=== RECORDS SUPPLIED ===
PR #1611, opened 2019-12-13
Switch the legacy xpack reference to direct_html

nik9000:
direct_html is the future! The xpack reference is a thing of the past.

### DIFF
--- a/conf.yaml
+++ b/conf.yaml
@@ -1884,6 +1884,7 @@ contents:
             index:      docs/en/index.asciidoc
             private:    1
             branches:   [ 6.2, 6.1, 6.0, 5.6, 5.5, 5.4, 5.3, 5.2, 5.1, 5.0 ]
+            direct_html: true
             sources:
               -
                 repo:   x-pack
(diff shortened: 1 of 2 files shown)


nik9000:
Look like we generate links to some of these images:
```
-     <img alt="Node View" src="images/monitoring/monitoring-kibana-instances.jpg"/>
+     <a class="image" href="images/monitoring-kibana-instances.jpg">
+      <img alt="Node View" src="images/monitoring/monitoring-kibana-instances.jpg"/>
+     </a>
```

I'm fine making the images clickable but the url should be right.....

nik9000:
That happens, on, for example, `5.3/monitoring-logstash.html`

nik9000:
These seem to be caused by code that looks like:
```
image::monitoring/images/monitoring-kibana-instances.jpg["Kibana Instances",link="images/monitoring-kibana-instances.jpg"]
```

nik9000:
So I dug into this book and found that we were generating totally the wrong `img` tags which https://github.com/elastic/docs/pull/1630 fixes. Sadly, the `link` bit of these images is actually something that we requested in the source and the link is *wrong*. This doesn't fail the link checker because that only checks absolute links to `/` or to `www.elastic.co` and this is a link relative to the page. So these links are bad. If the docs were current I'd say we should fix them. But they aren't so I'm ok with it. I guess.....

nik9000:
The diff for this one looks fine now. Modulo some of those image links I mentioned before.

PR #1612, opened 2019-12-13
Switch legacy infrastructure guide to direct_html

nik9000:
direct_html is the future!


nik9000:
This one's diff is empty so I'm converting it.

PR #1613, opened 2019-12-13
Switch the groovy api to direct_html

nik9000:
direct_html is the future!


nik9000:
The diff is empty so I merged!

PR #1620, opened 2019-12-15
Switch shield to direct_html

nik9000:
direct_html is the future.


nik9000:
The failure here is very similar to #1626, though maybe I can just fix it by hand. I'm not sure.

nik9000:
#1648 should fix this.

nik9000:
> #1648 should fix this.

Now that that is in the diff looks good!

PR #1625, opened 2019-12-15
Switch siem docs to direct_html

nik9000:


nik9000:
The diff looks good to me. I can merge this anytime you are ready @karenzone.

nik9000:
Thanks @karenzone and @benskelker !

Issue #829, opened 2020-07-23
jafar: write QA for IM and middlebox tests


bassosimone:

bassosimone:
done!

PR #830, opened 2020-07-24
QA: implement whatsapp checks

bassosimone:
Part of https://github.com/ooni/probe-engine/issues/829

### DIFF
--- a/QA/telegram.py
+++ b/QA/telegram.py
@@ -1,17 +1,11 @@
 #!/usr/bin/env python3
 
 
-""" ./qa/telegram.py - main QA script for telegram
+""" ./QA/telegram.py - main QA script for telegram
 
     This script performs a bunch of telegram tests under censored
     network conditions and verifies that the measurement is consistent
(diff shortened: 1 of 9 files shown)


QA/telegram.py
```diff
@@ -1,18 +1,12 @@
...
     This script performs a bunch of telegram tests under censored
     network conditions and verifies that the measurement is consistent
     with the expectations, by parsing the resulting JSONL. """
 
-# TODO(bassosimone): I sometimes see tests failing with eof_error, which is
-# probably caused by me using a mobile connection. I believe we should attempt
-# to be strict here, because we're doing QA. But maybe I'm wrong?
-#
-# For now, I'm adding a bunch of sleeps to mitigate.
-
```
bassosimone, line 15: This comment was outdated: I have removed fine grained checks to mitigate this issue. Otherwise, it was very difficult to get consistent results from repeated run. Too many false positives are not good here.

Issue #579, opened 2020-05-04
Don't label site "accessible" if there is a control failure, specially not if really inaccesoble


andresazp:
## Expected Behavior

If a measurement has a control failure, it shouldn't be label as accessible; especially if the probe couldn't load it

## Actual Behavior

I'm still checking, but in some cases were the experiment DNs results in no answers (typical VE censorship) and there is a DNS_lookup_error in the control.

In this example a site is possibly DNS-blocked, but DNS control failure leads the current logic: https://explorer.ooni.org/measurement/20200504T045941Z_AS8048_jtDBVHr1LbzO92dFWQ2rgUTadiWfSgLmNIQ55T4a8CpciJWiek?input=https://saludvzla.com/

Perhaps a new category, similar to how it fails in other conditions, should be introduced; Or like on the explorer it says "Ok", instead of "Accesible"

**Update:** after reviewing form different points, indeed the domain is not giving any answers, so there wan't a problem with the control per se,  this example doesn't reflect an error. 

But it might still be reasonable to label such as response as "non inconsistent". If there are problems with the dns control or answers from control are manipulated, then it shouldn't necessarily be assumed that the site is accesible, even if the fail is the same. 

Furthermore if there is an active HTTP block in place that couldn't be verified beacuse of a temporary DNS outage, perhaps the best is not to have it labeled as "accesible", again, no contact to the site was performed.

## Specifications

  - Version:
ooni probe 2.3.0
measurement kit 0.10.11
  - Platform: iOs, presumably all platforms as it's part of the measurement (?)

bassosimone:
> @bassosimone what do you think of this?

Web Connectivity is working as intended in this example. As @hellais says, the domain does not exist, therefore the control and the probe are currently consistent.

At the same time, the Web Connectivity model needs to be improved, in my view. I can say that I sympathise with @andresazp concerns here. It seems to me that a good high level objective to pursue is to make the measurement result more obvious to understand.

On a more strategic standpoint, I am not able to say how. I have not spent enough time thinking on a comprehensive strategy to make this happen. (I am thinking about this, but I'd rather not write down my incomplete thoughts, and I'd rather spend more time thinking on that.)

[...]

PR #842, opened 2020-08-13
QA/webconnectivity.py: add test case for nonexistent domain

bassosimone:
The behavior of probe-engine is better than the one of MK. We have
disabled this check for MK and we should open an issue.

The following diff shows the difference in the toplevel keys:

```diff
--- MK.jsonl	2020-08-13 13:12:05.741791884 +0200
+++ OPE.jsonl	2020-08-13 13:12:14.092840549 +0200
@@ -1,9 +1,9 @@
 {
   "input": "http://antani.xyz",
   "test_keys": {
-    "accessible": true,
+    "accessible": null,
     "agent": "redirect",
-    "blocking": false,
+    "blocking": null,
     "body_length_match": null,
     "body_proportion": 0,
     "client_resolver": "91.80.36.88",
@@ -16,15 +16,16 @@
         "body_length": -1,
         "failure": "dns_lookup_error",
         "headers": {},
-        "status_code": -1
+        "status_code": -1,
+        "title": ""
       },
       "tcp_connect": {}
     },
     "control_failure": null,
     "dns_consistency": "consistent",
-    "dns_experiment_failure": null,
+    "dns_experiment_failure": "dns_nxdomain_error",
     "headers_match": null,
-    "http_experiment_failure": "dns_lookup_error",
+    "http_experiment_failure": null,
     "retries": null,
     "socksproxy": null,
     "status_code_match": null,
```

Because `antani.xyz` does not exist, OPE is clearly right here. I am also
wondering whether this issue with MK is related to the following issue:

https://github.com/ooni/probe-engine/issues/579

Maybe?

What I find rather interesting, also, is that there is no indication of
"dns_experiment_failure" in MK even though it clearly failed. Yet, we see
consistency in the "dns_consistency" key. But, still, I would argue it's
not so smart to elide the DNS failure in this case.

Also, note that the HTTP experiment is not even performed by OPE because
we really don't know what to do without IP addresses for the domain.

### DIFF
--- a/QA/webconnectivity.py
+++ b/QA/webconnectivity.py
@@ -29,39 +29,41 @@ def execute_jafar_and_return_validated_test_keys(
     tk = common.execute_jafar_and_miniooni(
         ooni_exe, outfile, experiment_args, tag, args
     )
-    assert isinstance(tk["requests"], list)
-    assert len(tk["requests"]) > 0
-    for entry in tk["requests"]:
-        assert isinstance(entry, dict)
-        failure = entry["failure"]
-        assert isinstance(failure, str) or failure is None
-        assert isinstance(entry["request"], dict)
-        req = entry["request"]
-        common.check_maybe_binary_value(req["body"])
-        assert isinstance(req["headers"], dict)
-        for key, value in req["headers"].items():
-            assert isinstance(key, str)
-            common.check_maybe_binary_value(value)
-        assert isinstance(req["method"], str)
-        assert isinstance(entry["response"], dict)
-        resp = entry["response"]
-        common.check_maybe_binary_value(resp["body"])
-        assert isinstance(resp["code"], int)
-        if resp["headers"] is not None:
-            for key, value in resp["headers"].items():
+    if tk["requests"]:
+        assert isinstance(tk["requests"], list)
+        assert len(tk["requests"]) > 0
+        for entry in tk["requests"]:
+            assert isinstance(entry, dict)
+            failure = entry["failure"]
+            assert isinstance(failure, str) or failure is None
+            assert isinstance(entry["request"], dict)
+            req = entry["request"]
+            common.check_maybe_binary_value(req["body"])
+            assert isinstance(req["headers"], dict)
+            for key, value in req["headers"].items():
                 assert isinstance(key, str)
                 common.check_maybe_binary_value(value)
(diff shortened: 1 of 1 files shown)


QA/webconnectivity.py
```diff
@@ -29,39 +29,41 @@ def execute_jafar_and_return_validated_test_keys(
...
-            assert isinstance(key, str)
-            common.check_maybe_binary_value(value)
-        assert isinstance(req["method"], str)
-        assert isinstance(entry["response"], dict)
-        resp = entry["response"]
-        common.check_maybe_binary_value(resp["body"])
-        assert isinstance(resp["code"], int)
-        if resp["headers"] is not None:
-            for key, value in resp["headers"].items():
+    if tk["requests"]:
```
bassosimone, line 32: `tk["requests"]` is `nil` here with OPE

QA/webconnectivity.py
```diff
@@ -29,39 +29,41 @@ def execute_jafar_and_return_validated_test_keys(
...
+            assert isinstance(req["method"], str)
+            assert isinstance(entry["response"], dict)
+            resp = entry["response"]
+            common.check_maybe_binary_value(resp["body"])
+            assert isinstance(resp["code"], int)
+            if resp["headers"] is not None:
+                for key, value in resp["headers"].items():
+                    assert isinstance(key, str)
+                    common.check_maybe_binary_value(value)
+    if tk["tcp_connect"]:
```
bassosimone, line 55: `tk["tcp_connect"]` is `nil` here with OPE

bassosimone:
So, after reading https://github.com/ooni/probe-engine/issues/579 more carefully, the test case we've introduced here is indeed the one originally reported by @andresazp. With OPE, this measurement is flagged as failed. Which is better than saying that all is good, because definitely it's not true that all is good here. I also think that the original suggestion by @andresazp is correct: we should treat this case specially. My plan is actually to first finish making sure we don't do worst than MK and then start addressing these corner cases by defining specific keys for identifying them.

bassosimone:
So, to recap, I'm merging this PR where the case in which the website is down is flagged as failed measurement. I think this is better than flagging as "all good" because users will be confused by that. The proper solution is to extend our mechanism of classification to also encompass this specific case, but that is something to do after the QA process is over.

PR #873, opened 2020-08-24
fix(webconnectivity/summary): logging: add missing colon

bassosimone:
Discovered when smoke testing v3.0.7-beta.


bassosimone:
Merging notwithstanding the failing check. It seems there is a (temporary?) issue with the stunreachability experiment in GitHub Actions that I cannot reproduce locally. I am going to consider this a temporary glitch for now.

Issue #770, opened 2020-07-11
webconnectivity: understand DNS false positives (1/n)


bassosimone:
@FedericoCeratto provided me with a list of tests that seem false positives. While doing QA, it makes sense to take a look at them. It may be that they could help us to fix the code and/or write better tests.

bassosimone:
Moving to next sprint; during this sprint, I worked on https://github.com/ooni/probe-engine/issues/894 instead.

bassosimone:
Started working on this. I've looked into roughly 1/5 of the measurements. I used code at https://github.com/ooni/probe-engine/pull/931 as a prototype to start understanding what is happening in such measurements. I'm done for this sprint but before closing this issue I will need to create a new follow-up issue for continuing this work.

PR #931, opened 2020-09-10
cmd/webscore: rescore previous web measurements with the Go engine

bassosimone:
This diff introduces a new PoC where we score previous measurements using
the scoring mechanism in the OONI engine. This should in principle allow us
to evaluate whether we're able to detect and workaround old false positive
conditions. The main trouble is that past measurements in many cases have
less fields than now. So, what I have done in this diff is to just recompute
the overall result w/o recomputing keys like `dns_consistent`.

This exercise has been useful to bootstrap an investigation on whether we
could make sense of a bunch of anomalies, as documented by

https://github.com/ooni/probe-engine/issues/770

More works needs to be done to continue this research in future Sprints.


bassosimone:
We're not accepting pull requests in this repository.

PR #936, opened 2020-09-11
Ensuring we can handle IDNs without issues

xhdix:
Further study:
https://developer.mozilla.org/en-US/docs/Mozilla/Internationalized_domain_names_support_in_Mozilla
https://docs.microsoft.com/en-us/windows/win32/intl/handling-internationalized-domain-names--idns


bassosimone:
Thank you, meged!

PR #937, opened 2020-09-11
add pull_request to golang.yml

xhdix:


bassosimone:
It seems #936 also caused issues with the build. I suggest we work together to fix the build as part of this PR!

Issue #926, opened 2020-09-09
miniooni: allow reading input for an experiment from a file


bassosimone:
* a good mnemonic for that is probably `-f` and/or `--file`

* it's probably fine, for the first implementation, to read all the input at once

Multiple people have expressed interest into this feature either in `miniooni` or in `probe-cli`. Considering we'll expose `miniooni` as a subcommand for `probe-cli`, this could actually be quite useful for many.

bassosimone:
This has clearly been done!

PR #939, opened 2020-09-15
libminiooni: allow newline at EOF with -f/--file

bassosimone:
It didn't occur to me initially, but the fact that vim adds a newline at
the end of the file adds an extra blank input to be tested.

We actually don't want to emit an error for such an input and the fix
is just to avoid adding blank inputs to the inputs list.

Since the fix is so easy, while there allow any other blank line in
the middle of the file, since it costs us nothing.

Part of https://github.com/ooni/probe-engine/issues/926

### DIFF
--- a/libminiooni/libminiooni.go
+++ b/libminiooni/libminiooni.go
@@ -237,8 +237,14 @@ func loadFileInputs(opts *Options) {
 		}
 		content, err := ioutil.ReadFile(opts.InputFilePath)
 		fatalOnError(err, "cannot read input file")
-
-		opts.Inputs = strings.Split(string(content), "\n")
+		// Implementation note: when you save file with vim, you have newline at
+		// end of file and you don't want to consider that an input line. While there
+		// ignore any other empty line that may occur inside the file.
+		for _, input := range strings.Split(string(content), "\n") {
+			if input != "" {
+				opts.Inputs = append(opts.Inputs, input)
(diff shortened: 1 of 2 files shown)


bassosimone:
Tests are failing because the testing probe services are down. 😿

bassosimone:
So, the tests failure is clearly caused by

```
% ping 37.218.241.86
PING 37.218.241.86 (37.218.241.86): 56 data bytes
Request timeout for icmp_seq 0
92 bytes from ip4-104-245-124-114.rdns.netrouting.net (104.245.124.114): Destination Host Unreachable
Vr HL TOS  Len   ID Flg  off TTL Pro  cks      Src      Dst
 4  5  48 5400 3fbb   0 0000  31  01 70c8 192.168.1.5  37.218.241.86 

92 bytes from ip4-104-245-124-114.rdns.netrouting.net (104.245.124.114): Destination Host Unreachable
Vr HL TOS  Len   ID Flg  off TTL Pro  cks      Src      Dst
 4  5  48 5400 673e   0 0000  31  01 4945 192.168.1.5  37.218.241.86 
```

I run the relevant tests locally and they are passing:

```
% go test ./libminiooni/...
ok  	github.com/ooni/probe-engine/libminiooni	12.777s
```

Nothing else has been changed. I think it is fine to merge anyway.

Issue #930, opened 2020-09-10
ndt7: upgrade to locate v2 API


bassosimone:
From @stephen-soltesz: "/v2beta1/query -> /v2/nearest"

bassosimone:
done!

stephen-soltesz:
@bassosimone I know and understand that it won't be a priority to package a new release now. Is there an issue that I can track for it when it does happen? This will allow me to retire the v2beta1 target once it has happened.

bassosimone:
@stephen-soltesz sure thing! So, you should track:

1. probe-ios, probe-android: release v2.7.0: https://github.com/ooni/probe/issues/1251

2. OONI Probe Desktop 3.0.4: https://github.com/ooni/ooni.org/issues/600

My guesstimate is that these releases won't happen before 15th October.

bassosimone:
@stephen-soltesz FYI: we use staged rollouts, so it takes ~7 days after the release date for the mobile clients fleet to be completely updated to a new version. This means it's IMHO safe to pull the plug of v2beta.1 2-3 weeks after release date (computed as when the related issue is closed).

PR #940, opened 2020-09-15
internal/mlablocatev2: use v2/nearest API

bassosimone:
See https://github.com/ooni/probe-engine/issues/930


bassosimone:
Safe to merge because failures are caused by issues in `mia-ps-test.ooni.nu`.

PR #943, opened 2020-09-18
add IDN resolver

### LINKED ISSUE #938: netx/resolver: IDN not supported when using miekg/dns
As we learned in https://github.com/ooni/probe-engine/pull/936 and https://github.com/ooni/probe-engine/commit/5a373e6b5a8067e28096dada0966d09e7718d0c2, `netx/resolver` does not support IDN when we are using the `miekg/dns` based resolvers as opposed to Golang's resolver. We should try and improve upon that.

xhdix:
Fix #938

### DIFF
--- a/netx/netx.go
+++ b/netx/netx.go
@@ -136,7 +136,7 @@ func NewResolver(config Config) Resolver {
 		r = resolver.SaverResolver{Resolver: r, Saver: config.ResolveSaver}
 	}
 	r = resolver.AddressResolver{Resolver: r}
-	return r
+	return resolver.IDNAResolver{Resolver: r}
 }
 
 // NewDialer creates a new Dialer from the specified config
--- a/netx/netx_test.go
+++ b/netx/netx_test.go
@@ -19,7 +19,11 @@ import (
 
 func TestNewResolverVanilla(t *testing.T) {
 	r := netx.NewResolver(netx.Config{})
-	ar, ok := r.(resolver.AddressResolver)
+	ir, ok := r.(resolver.IDNAResolver)
+	if !ok {
+		t.Fatal("not the resolver we expected")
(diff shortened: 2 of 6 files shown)


bassosimone:
@xhdix would updating and merging master into this PR? I've just committed a change so that we run more comprehensive checks opened by contributors, and I'd like to see these checks running before proceeding with review. Thanks!

xhdix:
It's done. Need fixup?

bassosimone:
> It's done.

Thanks!

> Need fixup?

No, it's fine, I am going to squash and merge anyway

bassosimone:
@xhdix I was looking now at the coverage, which is decreasing. It seems we are missing a check where the conversion for IDNA domain names fails. Please, see the lines that are not covered:

https://coveralls.io/jobs/67999399/source_files/2428426956.

Based on the implementation, it seems to me we should be able to provoke an error by controlling the overall length of the domain name (see https://github.com/golang/net/blob/62affa334b73/idna/idna10.0.0.go#L387).

xhdix:
> Based on the implementation, it seems to me we should be able to provoke an error by controlling the overall length of the domain name (see https://github.com/golang/net/blob/62affa334b73/idna/idna10.0.0.go#L387).

So I mistakenly thought this error should suffice:
https://github.com/ooni/probe-engine/blob/9d31430034e6b2bbfc8d0b08dc3b368a65e1f35e/netx/resolver/idna_test.go#L72

:thinking: 
Thanks.

bassosimone:
> So I mistakenly thought this error should suffice:

Let me take a more in depth look at it.

bassosimone:
Closing in favour of https://github.com/ooni/probe-engine/pull/952

Issue #951, opened 2020-09-24
oonimkall/session: redesign for simplicity


bassosimone:
[Edit: turns out renaming was not so useful and a redesign for simplicity was better; see  below for more details.]

We discussed this with @lorenzoPrimi when working on https://github.com/ooni/probe-android/pull/360. There is a bunch of renames that could significantly improve the readability of such an API.

- [ ] Session::newMakeSubmitterTask => Session::newProbeServicesClient
- [ ] MakeSubmitterTask => ProbeServicesClient
- [ ] MakeSubmitterTask::run -> ProbeServicesClient::openReport
- [ ] Submitter => Report

With these changes, it seems we can call the task of writing an API for mobile done and we can move forward with making a new stable release of ooni/probe-engine (see https://github.com/ooni/probe-engine/issues/871).

bassosimone:
## Redesigning oonimkall/session.go for simplicity

As I wrote in https://github.com/ooni/probe-engine/commit/0ac95dc3871e5f8a12933715b0cb7079d89f2f67:

> When helping @lorenzoPrimi with ooni/probe-android#360
> I had the impression there was too much complexity.
> 
> Then we said we could improve the situation by changing the class names
> as written in #951 (comment).
> 
> But then there was still too much complexity. I could not easily picture in
> my mind why each class was needed. This was actually a strong signal that we
> needed to refactor the code more than just renaming clases.
> 
> So, here's the new approach (for which I'll write soon a mini design document
> that will be referenced inside the code - or maybe this is the document!):
> 
> 1. Session uses runtime.SetFinalizer therefore we don't need to be concerned
> about wrapping it and using AutoCloseable in Java. It is not normal for Go code
> to use finalizers, but I believe it makes sense in this context, _because_ it
> simplifies interfacing Go and Java code.
> 
> 2. We introduce again a Context instance _because_ it was too painful to have
> each Task define the same operations and also too bloated.
> 
> 3. A Context is created from a Session, therefore the Session can keep track
> of what `cancel()` functions to be called when done. So now the programmer is
> feee to just not be concerned about calling `cancel()` _unless_ there is the
> need for really cancelling the operation. The Session will specifically call
> all the cancelling functions inside of its finalizer.
> 
> 4. All Session methods are now "synchronized" with respect to a mutex that
> is inside of the session itself. This removes any concerns regarding the usage
> from multiple threads. Yet, we're still not able to have a long running
> session yet, mainly because now we're tracking child contexts. But I also
[...]

PR #955, opened 2020-09-29
oonimkall: expose method to update resources

bassosimone:
See https://github.com/ooni/probe-engine/issues/951#issuecomment-700625131


bassosimone:
Merging with known qa/fbmessenger glitch (https://github.com/ooni/probe-engine/issues/906).

PR #31, opened 2019-09-10
add gateway service and arbitrary metadata support

labkode:
This PR adds a new service: GatewayService that is supposed to be the only API clients needs to connect to (Phoenix, CLI, ...). The GatewayService acts a as facade for the internal APIS (StorageProvider, StorageRegistry, ....), reducing the complexity of many operations to the end-clients.

The GatewayService is not a superset of the internal APIs like the StorageProvider, it has their own types as it needs to evolve independently from internal APIs, Furthermore, not all available methods on the internal APIs are exposed to the end-clients for simplicity, if we acknowledge that we need to expose more methods, we'll add them step by step.

This PR also includes support for setting/unsetting arbitrary metadata of a resource , for example, favourites, comments, locks, ...

The mechanism to obtain the arbitrary metadata from a resource is to Stat it or ListContainer with the metadata keys wished to be returned, a value of '*' means to return all available arbitrary metadata if possible.


butonic:
Requesting them in the ListCollection rpc feels like a propfind ... and would fit our purposes quite well, obviously. Let me think about additional properties ... eg extended file attributes ... or acls for that matter.

Maybe that is why you separate ArbitraryMetadada from CanonicalMetadata.
Sidenote: besides extended attributes and acls there are even more attributes depenting on the filesystem: https://linux.die.net/man/1/chattr eg to indicate a file is compressed or immutable.

Some namespeces for extended attributes are interesting, eg: `user.dublincore.` or `user.xdg.` which has eg. `user.xdg.comment`, see https://www.freedesktop.org/wiki/CommonExtendedAttributes/

As you already pointed out, for favorites we may need something like `oc.<userid>.favorite=[1|0]`. but there is the issue of having to filter attrubutes which should not be visible to other users ... faverite is one of those attributes.

Considering comments: they should be visible to other users, but not editable. So ... this kind of makes me think it makes more sense to store them in a dedicated location. a files_comments folder per user would be ok to persist the comments. a folder per file id with an id per comment. that way we can even set acls on the comments and allow other users / moderators to change comments ... but it would need an efficient endpoint to retrieve comments. Which brings us to the point where it makes more sense to properly integrate with rocket chat, meet, slack, irc, xmpp or whatever and create a room for every file?

labkode:
@butonic CanonicalMetadata is metadata that is useful for end-users independently of the storage backend underneath  and that is intrinsic to the protocol, mainly for syncing.

Currently there is no namespace only key/value pairs for the ArbitraryMetadata values to start with. I definitely agree that we should come up with a simple namespace convention scoped to a user with certain visibility, from CS3 APIS perspective namespacing is easy as we can have typed strucsts, let's say:

```
message key {
   string namespace = 1;
   string value = 2;
   string user = 3; // probably not needed as we know the user doing the op
}
```

PR #41, opened 2019-11-08
Fix master branch

labkode:


cs3/authregistry/v0alpha/1
```diff
@@ -0,0 +1,101 @@
+// Copyright 2018-2019 CERN
```
tboerger: Added this file by accident?

PR #46, opened 2019-11-21
return user on auth

butonic:
born out of https://github.com/cs3org/reva/pull/382 and the previous discussion in https://github.com/cs3org/reva/pull/239#issuecomment-529524824

The userid is not good enough:
- Depending on the authentication mechanism we can provide more 'claims' than just the id
- splitting auth from userlookup doubles the number of ldap lookups (one to check credentials, one to fetch user metadata ... which could be done in the same request)
- oidc does a user metadata lookup during authentication ... but has no way to forward the resolved claims to the user manager

Even the basic auth provider can return a username and a userid.

The job of the auth provider is to establish the identity of the user and return a stable identifier. But he should be allowed to provide more 'claims'.

I also cleaned up the user type to get rid of the direct `subject`and `issuer` members, which are part of the id. And I added the `mail_verified` member ....

TBH I would just add all oidc standard claims ... in a subsequent PR. For now, this would be awesome!

### DIFF
--- a/cs3/authprovider/v0alpha/authprovider.proto
+++ b/cs3/authprovider/v0alpha/authprovider.proto
@@ -43,8 +43,6 @@ message AuthenticateRequest {
 }
 
 message AuthenticateResponse {
-  reserved 2;
-  reserved "user_id";
   cs3.rpc.Status status = 1;
-  cs3.userproviderv0alpha.User user = 3;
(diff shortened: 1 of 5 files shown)


butonic:
ok, that also updated tha proto.lock ...

butonic:
merged as part of https://github.com/cs3org/cs3apis/pull/48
===
» HOW TO COMPLETE THIS TASK
Within the records above, count the lines that contain "Thanks" and give the number with nothing added.

» OUTPUT BELOW
4